Entrepreneur, Certified Public Speaker, Blogger, Author, Numerologist. Mua-muanya Dah.

Selanjutnya

Tutup

Healthy Pilihan

Mengapa Varian India Bernama Delta? Akankah Endemi Tidak Pernah Ada?

4 Oktober 2021   05:12 Diperbarui: 4 Oktober 2021   05:17 189
+
Laporkan Konten
Laporkan Akun
Kompasiana adalah platform blog. Konten ini menjadi tanggung jawab bloger dan tidak mewakili pandangan redaksi Kompas.
Lihat foto
Bagikan ide kreativitasmu dalam bentuk konten di Kompasiana | Sumber gambar: Freepik

Sejak muncul pada Desember 2019, virus dari kota Wuhan memiliki banyak nama yang bikin bingung. Awalnya dikenal sebagai virus Corona. Namun, Corona itu sendiri sudah ada sejak tahun 1964. Virus ini pertama kali ditemukan oleh seorang saintis bernama June Almeida

Baca juga: Mengenal June Almeida, Penemu Virus Corona yang Tidak Tamat SMA

Kemudian ia pun berganti nama. Sempat 2019-nCov alias Novel Coronavirus, lalu jadilah Covid-19 yang kita kenal sekarang. Kepanjangannya adalah Corona Virus Disease alias penyakit virus corona, dan 19 adalah tahun pertama kali ditemukan (2019).

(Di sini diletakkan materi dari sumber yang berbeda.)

PR #21, opened 2017-12-01
fix cli set timezone doesn't work

ailisp:
Issue:
Set timezone in cli doesn't work, because the new timezone parameter isn't sent to `TimezoneConfiguration` class. It's fixed now.
BZ:
https://bugzilla.redhat.com/show_bug.cgi?id=1517897

\cc @carbonin, @yrudman, @gtanzillo 

@miq-bot add-label bug

### DIFF
--- a/lib/manageiq/appliance_console/cli.rb
+++ b/lib/manageiq/appliance_console/cli.rb
@@ -272,6 +272,7 @@ module ApplianceConsole
 
     def set_time_zone
       timezone_config = ManageIQ::ApplianceConsole::TimezoneConfiguration.new(options[:timezone])
+      timezone_config.new_timezone = options[:timezone]
       if timezone_config.activate
         say("Timezone configured")
       else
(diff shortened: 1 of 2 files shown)


ailisp:
@miq-bot add-label wip

ailisp:
@miq-bot remove-label wip

lib/manageiq/appliance_console/date_time_configuration.rb
```diff
@@ -112,6 +112,6 @@ def configure_date_time
       logger.error("Failed to apply time configuration: #{e.message}")
       false
     end
-  end # class TimezoneConfiguration
+  end # class DateTimeConfiguration
```
carbonin: Why change this in this PR?

lib/manageiq/appliance_console/timezone_configuration.rb
```diff
@@ -8,8 +8,9 @@ class TimezoneConfiguration
     attr_reader   :current_timzone
     attr_accessor :new_timezone
 
-    def initialize(region_timezone_string)
+    def initialize(region_timezone_string, region_new_timezone_string = "")
```
carbonin: Instead of adding a parameter here, couldn't the cli just set the `new_timzone` using the attr_accessor?

Then in a follow up maybe we can remove the current timezone from the parameter here because it doesn't seem to be used.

Akan tetapi Covid-19 sendiri adalah nama yang diberikan WHO untuk menjelaskan adanya penyakit yang disebabkan oleh virus corona jenis baru ini. Sementara virus yang menyebabkan penyakit Covid-19 disebutkan sebaga SARS Cov-2.

SARS adalah kepanjangan dari Severe Acute Respiratory Syndrome. Virus yang telah ditemukan dan mewabah pada tahun 2003.

Pemberian nama virus diberikan oleh Komite Internasional Taksonomi Virus (ICTV). Penamaannya diberikan berdasarkan struktur genetik, agar pengembangan tes diagnostik, pembuatan vaksin dan obatan menjadi lebih mudah.

Sebelum Covid resmi menjadi Covid, sempat pula muncul beberapa nama tidak resmi. Di antaranya adalah Virus Corona Wuhan, Flu China, hingga yang paling sering didengungkan oleh Donald Trump, Virus China.

Jelas Trump lebih senang menggunakan nama virus China. Tersebab bukan rahasia lagi jika di masa pemerintahannya, China adalah musuh politik Amerika.

Namun, pemberian nama tersebut kemudian menimbulkan tindakan rasis. Beberapa saat yang lalu orang-orang Asia sering menjadi sasaran rasisme dan amukan sporadis gegara dianggap sebagai pembawa virus. Sesuatu yang dikenal dengan nama Sinophobia.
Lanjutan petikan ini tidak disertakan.